> WORK TO BE COMPLETED:
Repeat each record below exactly as it is written.

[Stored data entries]

--- START ---

PR #718, opened 2026-07-31
fix(ai): stop telling operators to set the retired ANTHROPIC_API_KEY

swahlquist:
## Problem

Runtime AI moved to AWS Bedrock (`lib/ai_client.rb`), but four operator-facing diagnostics still tell you to set `ANTHROPIC_API_KEY`.

`resolve_api_config` returns nil purely on `AiClient.configured?`, which checks `bedrock_region.present? && aws_credentials.present?` and never looks at `ANTHROPIC_API_KEY`. So the single message an operator sees when board generation or prediction seeding is dark points at a variable the code no longer reads. Setting it changes nothing, the feature stays off, and nothing says why.

Found while tracing which credential the generate-board feature actually needs. The stale message is what made that question hard to answer.

## Sites corrected

| File | Line | Was |
|---|---|---|
| `lib/ai_board_generator.rb` | 17 | method comment "Requires ANTHROPIC_API_KEY" |
| `lib/ai_board_generator.rb` | 30 | `dev_diag` in `generate_words` |
| `lib/ai_board_generator.rb` | 240 | `dev_diag` in the second generator path |
| `lib/ai_prediction_generator.rb` | 29 | `puts` in `generate` |

The remaining `ANTHROPIC_API_KEY` mentions in `lib/` are all negations ("no longer configures this path", "intentionally not built"), including the existing one in `ai_client.rb:14`.

## What the new messages say

They name the variables actually consulted (`BEDROCK_AWS_KEY`, `BEDROCK_AWS_SECRET`, and a region from `BEDROCK_AWS_REGION` / `AWS_REGION` / `AWS_DEFAULT_REGION`) and surface the two non-obvious failure modes already documented in `ai_client.rb` but invisible to an operator reading only the error:

- **Both halves of the pair are required.** `credential_pair` returns nil unless both are present and non-blank, selected atomically so a partial rollout cannot mix a dedicated Bedrock key with a generic S3/SES secret.
- **`AWS_KEY` / `AWS_SECRET` are not a fallback.** They are the Cloud Run S3/SES least-privilege credentials (`scripts/gcp/iam/lingolinq-cloudrun-s3-ses-policy.json`) and lack Bedrock invoke permission. Per the comment at `ai_client.rb:42-46`, falling back to them previously made `configured?` true while every request returned AccessDenied, which is the worst version of this failure: it looks configured and fails at call time.

`ANTHROPIC_MODEL` is unchanged and still honoured as a model-id override, normalized to Bedrock form.

## Scope

Message text only. No control flow, no configuration resolution, no model routing, no change to which credentials are read.

## Verification

- `ruby -c` clean on both files.
- `spec/lib/ai_board_generator_spec.rb` and `spec/lib/ai_word_predictor_spec.rb`: **29 examples, 0 failures**.
- No spec asserts the old diagnostic text (checked before rewording).

## Related

Bedrock cutover context: AWS BAA signed 2026-02-07, Anthropic HIPAA-Ready BAA executed 2026-07-18 as the coverage bridge. This PR does not change compliance posture; it makes the failure message point at the right place.

https://claude.ai/code/session_01G975WXqu1Kz4UYU1qEaLUh


MelissaOneil (approved):

swahlquist:
Superseded by #727, which now carries this PR's work.

Verified before closing rather than assumed: this PR did contain unique changes not in #727 at the time, so they were ported rather than discarded.

**Ported in 5dbc4e478** (`security(ai): gate the ANTHROPIC_MODEL override and pin the Bedrock endpoint`):
- The richer `dev_diag` / `puts` operator diagnostics in `lib/ai_board_generator.rb` (both call sites) and `lib/ai_prediction_generator.rb`, naming **both** accepted credential pairs, stating that both halves are required and a partial pair is ignored, listing all three region variables, and explaining that `AWS_KEY`/`AWS_SECRET` are deliberately rejected as the S3/SES least-privilege pair. #727's original text named only the `BEDROCK_*` pair and was strictly less complete.
- The expanded `generate_words` header comment.

**Ported in 1bc058289** (`compliance(ai): name AWS Bedrock as the processor...`):
- LEARNINGS.md rule 5 (diagnostics must mention both credential pairs).
- The `CAPABILITY-LEDGER.json` `currentEvidence` line-anchor corrections, `lib/ai_board_generator.rb` 43 -> 58 and 134 -> 149. Independent confirmation the port was faithful: applying this PR's comment additions to #727 shifted those anchors to exactly the same two line numbers.

Not ported, deliberately: nothing. Every change here is represented.

#727 additionally fixes the underlying reason the diagnostics mattered. Runtime AI was dead because `AiClient` only built the Mantle client and this AWS account has no Mantle entitlement (403 on every model even with admin credentials). #727 adds the classic `bedrock-runtime` plane, which is entitled and verified working end to end.

PR #731, opened 2026-08-02
fix(rebuild-button-sets): sweep copied trees the root pass cannot reach

swahlquist:
Follow-up to #724 / #726, raised by the Codex review pass.

`extras:rebuild_button_sets` printed "sub-boards reference their root's set via source_id, so the whole tree is covered" unconditionally. That claim is false for copied trees, leaf boards, and standalone boards.

## Why the root pass misses them

Root selection requires `upstream.empty? && downstream.any?`. A copied tree never satisfies it: every board in the copy carries an upstream link back to the original it was copied from, so nothing in it qualifies as a root. Those boards also do not inherit a `source_id`, because the original root's `linked_board_ids` reference its own children, not the copies.

## Measured in prod, not theorized

After the full root rebuild on 2026-08-02 (451 roots, 0 errors), **144 boards that had buttons still reported `button_count=0`** -- copies owned by `bob`, `scotw`, `melissaoneil`, `prodtest…`, plus the public `lingolinq/crisis-vocabulary` (48 buttons).

Rebuilding exactly those 144 via `update_for` repaired **144/144, 0 errors**, taking prod from 180 empty sets to 36 -- and all 36 remaining are boards with genuinely zero buttons (`of_which_board_has_buttons=0`).

## Change

Pass 2 folds that sweep into the task: any set with `button_count=0` whose board has buttons is rebuilt directly. Boards that remain empty are listed and folded into the nonzero exit, so the task can no longer report coverage it did not achieve. The false claim is deleted.

## Fix status

| Item | Status | Evidence |
|---|---|---|
| False coverage claim | Fixed | claim deleted; pass-2 comment states the real constraint |
| Copied/leaf/standalone trees unreachable | Fixed | pass 2 sweeps by `button_count=0 AND board.buttons.any?` |
| Silent partial success | Fixed | stubborn boards folded into `empty`, task exits nonzero |

## Not covered by this PR

- No spec. This task has no existing spec coverage and exercising it needs a
  multi-board copied-tree fixture; the behavior was verified against prod instead.
- The second latent loss path at `extra_data.rb:55` (throttled upload still deletes
  the attribute) remains open from #724.

## Author-Model: opus-5

### DIFF
--- a/lib/tasks/extras.rake
+++ b/lib/tasks/extras.rake
@@ -334,6 +334,11 @@ end
 # freshness guard, so concurrent/queued rebuilds of overlapping board trees race
 # and can produce empty sets. One board at a time is the correct, prod-proven mode
 # (this mirrors the button-set half of extras:fix_prod_setup).
+#
+# Runs in two passes. Pass 1 rebuilds true roots (no upstream, has downstream). Pass 2
+# sweeps every remaining board whose set is empty but whose board HAS buttons -- copied
+# trees, leaves, and standalone boards are all structurally unreachable from pass 1. See
+# the pass-2 comment for why. Exits nonzero if any board with buttons ends up empty.
 task "extras:rebuild_button_sets" => :environment do
   # Preflight. Without REMOTE_EXTRA_DATA the detach-to-S3 path is a no-op, and this
   # task used to run to "completion" while writing button_count=0 for every set over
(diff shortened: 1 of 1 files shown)


swahlquist:
**Admin override rationale (approved by Scot, 2026-08-02)**

> Admin override approved for PR #731 because ordinary CI is green, the diff is limited to `lib/tasks/extras.rake`, Codex/Claude review found no code blocker, and the only unmet branch-protection item is the known unsatisfiable `codex-review/deep-pass`, tracked in #733. This does not approve bypassing substantive failed checks.

State at merge: 6/6 checks green (rspec, build-and-test, audit-artifacts-integrity, secret-detection, security-scan, codex-review-tests), 1 file changed, +55/-2, `mergeable=MERGEABLE`, `mergeStateStatus=BLOCKED` solely on the absent deep-pass status.

Prod was already repaired before this merge; this PR prevents the next operator from hitting the copied-tree coverage gap, it does not fix a live break.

--- END ---

> WRITTEN SOLUTION:
PR #718, opened 2026-07-31
fix(ai): stop telling operators to set the retired ANTHROPIC_API_KEY

swahlquist:
## Problem

Runtime AI moved to AWS Bedrock (`lib/ai_client.rb`), but four operator-facing diagnostics still tell you to set `ANTHROPIC_API_KEY`.

`resolve_api_config` returns nil purely on `AiClient.configured?`, which checks `bedrock_region.present? && aws_credentials.present?` and never looks at `ANTHROPIC_API_KEY`. So the single message an operator sees when board generation or prediction seeding is dark points at a variable the code no longer reads. Setting it changes nothing, the feature stays off, and nothing says why.

Found while tracing which credential the generate-board feature actually needs. The stale message is what made that question hard to answer.

## Sites corrected

| File | Line | Was |
|---|---|---|
| `lib/ai_board_generator.rb` | 17 | method comment "Requires ANTHROPIC_API_KEY" |
| `lib/ai_board_generator.rb` | 30 | `dev_diag` in `generate_words` |
| `lib/ai_board_generator.rb` | 240 | `dev_diag` in the second generator path |
| `lib/ai_prediction_generator.rb` | 29 | `puts` in `generate` |

The remaining `ANTHROPIC_API_KEY` mentions in `lib/` are all negations ("no longer configures this path", "intentionally not built"), including the existing one in `ai_client.rb:14`.

## What the new messages say

They name the variables actually consulted (`BEDROCK_AWS_KEY`, `BEDROCK_AWS_SECRET`, and a region from `BEDROCK_AWS_REGION` / `AWS_REGION` / `AWS_DEFAULT_REGION`) and surface the two non-obvious failure modes already documented in `ai_client.rb` but invisible to an operator reading only the error:

- **Both halves of the pair are required.** `credential_pair` returns nil unless both are present and non-blank, selected atomically so a partial rollout cannot mix a dedicated Bedrock key with a generic S3/SES secret.
- **`AWS_KEY` / `AWS_SECRET` are not a fallback.** They are the Cloud Run S3/SES least-privilege credentials (`scripts/gcp/iam/lingolinq-cloudrun-s3-ses-policy.json`) and lack Bedrock invoke permission. Per the comment at `ai_client.rb:42-46`, falling back to them previously made `configured?` true while every request returned AccessDenied, which is the worst version of this failure: it looks configured and fails at call time.

`ANTHROPIC_MODEL` is unchanged and still honoured as a model-id override, normalized to Bedrock form.

## Scope

Message text only. No control flow, no configuration resolution, no model routing, no change to which credentials are read.

## Verification

- `ruby -c` clean on both files.
- `spec/lib/ai_board_generator_spec.rb` and `spec/lib/ai_word_predictor_spec.rb`: **29 examples, 0 failures**.
- No spec asserts the old diagnostic text (checked before rewording).

## Related

Bedrock cutover context: AWS BAA signed 2026-02-07, Anthropic HIPAA-Ready BAA executed 2026-07-18 as the coverage bridge. This PR does not change compliance posture; it makes the failure message point at the right place.

https://claude.ai/code/session_01G975WXqu1Kz4UYU1qEaLUh


MelissaOneil (approved):

swahlquist:
Superseded by #727, which now carries this PR's work.

Verified before closing rather than assumed: this PR did contain unique changes not in #727 at the time, so they were ported rather than discarded.

**Ported in 5dbc4e478** (`security(ai): gate the ANTHROPIC_MODEL override and pin the Bedrock endpoint`):
- The richer `dev_diag` / `puts` operator diagnostics in `lib/ai_board_generator.rb` (both call sites) and `lib/ai_prediction_generator.rb`, naming **both** accepted credential pairs, stating that both halves are required and a partial pair is ignored, listing all three region variables, and explaining that `AWS_KEY`/`AWS_SECRET` are deliberately rejected as the S3/SES least-privilege pair. #727's original text named only the `BEDROCK_*` pair and was strictly less complete.
- The expanded `generate_words` header comment.

**Ported in 1bc058289** (`compliance(ai): name AWS Bedrock as the processor...`):
- LEARNINGS.md rule 5 (diagnostics must mention both credential pairs).
- The `CAPABILITY-LEDGER.json` `currentEvidence` line-anchor corrections, `lib/ai_board_generator.rb` 43 -> 58 and 134 -> 149. Independent confirmation the port was faithful: applying this PR's comment additions to #727 shifted those anchors to exactly the same two line numbers.

Not ported, deliberately: nothing. Every change here is represented.

#727 additionally fixes the underlying reason the diagnostics mattered. Runtime AI was dead because `AiClient` only built the Mantle client and this AWS account has no Mantle entitlement (403 on every model even with admin credentials). #727 adds the classic `bedrock-runtime` plane, which is entitled and verified working end to end.

PR #731, opened 2026-08-02
fix(rebuild-button-sets): sweep copied trees the root pass cannot reach

swahlquist:
Follow-up to #724 / #726, raised by the Codex review pass.

`extras:rebuild_button_sets` printed "sub-boards reference their root's set via source_id, so the whole tree is covered" unconditionally. That claim is false for copied trees, leaf boards, and standalone boards.

## Why the root pass misses them

Root selection requires `upstream.empty? && downstream.any?`. A copied tree never satisfies it: every board in the copy carries an upstream link back to the original it was copied from, so nothing in it qualifies as a root. Those boards also do not inherit a `source_id`, because the original root's `linked_board_ids` reference its own children, not the copies.

## Measured in prod, not theorized

After the full root rebuild on 2026-08-02 (451 roots, 0 errors), **144 boards that had buttons still reported `button_count=0`** -- copies owned by `bob`, `scotw`, `melissaoneil`, `prodtest…`, plus the public `lingolinq/crisis-vocabulary` (48 buttons).

Rebuilding exactly those 144 via `update_for` repaired **144/144, 0 errors**, taking prod from 180 empty sets to 36 -- and all 36 remaining are boards with genuinely zero buttons (`of_which_board_has_buttons=0`).

## Change

Pass 2 folds that sweep into the task: any set with `button_count=0` whose board has buttons is rebuilt directly. Boards that remain empty are listed and folded into the nonzero exit, so the task can no longer report coverage it did not achieve. The false claim is deleted.

## Fix status

| Item | Status | Evidence |
|---|---|---|
| False coverage claim | Fixed | claim deleted; pass-2 comment states the real constraint |
| Copied/leaf/standalone trees unreachable | Fixed | pass 2 sweeps by `button_count=0 AND board.buttons.any?` |
| Silent partial success | Fixed | stubborn boards folded into `empty`, task exits nonzero |

## Not covered by this PR

- No spec. This task has no existing spec coverage and exercising it needs a
  multi-board copied-tree fixture; the behavior was verified against prod instead.
- The second latent loss path at `extra_data.rb:55` (throttled upload still deletes
  the attribute) remains open from #724.

## Author-Model: opus-5

### DIFF
--- a/lib/tasks/extras.rake
+++ b/lib/tasks/extras.rake
@@ -334,6 +334,11 @@ end
 # freshness guard, so concurrent/queued rebuilds of overlapping board trees race
 # and can produce empty sets. One board at a time is the correct, prod-proven mode
 # (this mirrors the button-set half of extras:fix_prod_setup).
+#
+# Runs in two passes. Pass 1 rebuilds true roots (no upstream, has downstream). Pass 2
+# sweeps every remaining board whose set is empty but whose board HAS buttons -- copied
+# trees, leaves, and standalone boards are all structurally unreachable from pass 1. See
+# the pass-2 comment for why. Exits nonzero if any board with buttons ends up empty.
 task "extras:rebuild_button_sets" => :environment do
   # Preflight. Without REMOTE_EXTRA_DATA the detach-to-S3 path is a no-op, and this
   # task used to run to "completion" while writing button_count=0 for every set over
(diff shortened: 1 of 1 files shown)


swahlquist:
**Admin override rationale (approved by Scot, 2026-08-02)**

> Admin override approved for PR #731 because ordinary CI is green, the diff is limited to `lib/tasks/extras.rake`, Codex/Claude review found no code blocker, and the only unmet branch-protection item is the known unsatisfiable `codex-review/deep-pass`, tracked in #733. This does not approve bypassing substantive failed checks.

State at merge: 6/6 checks green (rspec, build-and-test, audit-artifacts-integrity, secret-detection, security-scan, codex-review-tests), 1 file changed, +55/-2, `mergeable=MERGEABLE`, `mergeStateStatus=BLOCKED` solely on the absent deep-pass status.

Prod was already repaired before this merge; this PR prevents the next operator from hitting the copied-tree coverage gap, it does not fix a live break.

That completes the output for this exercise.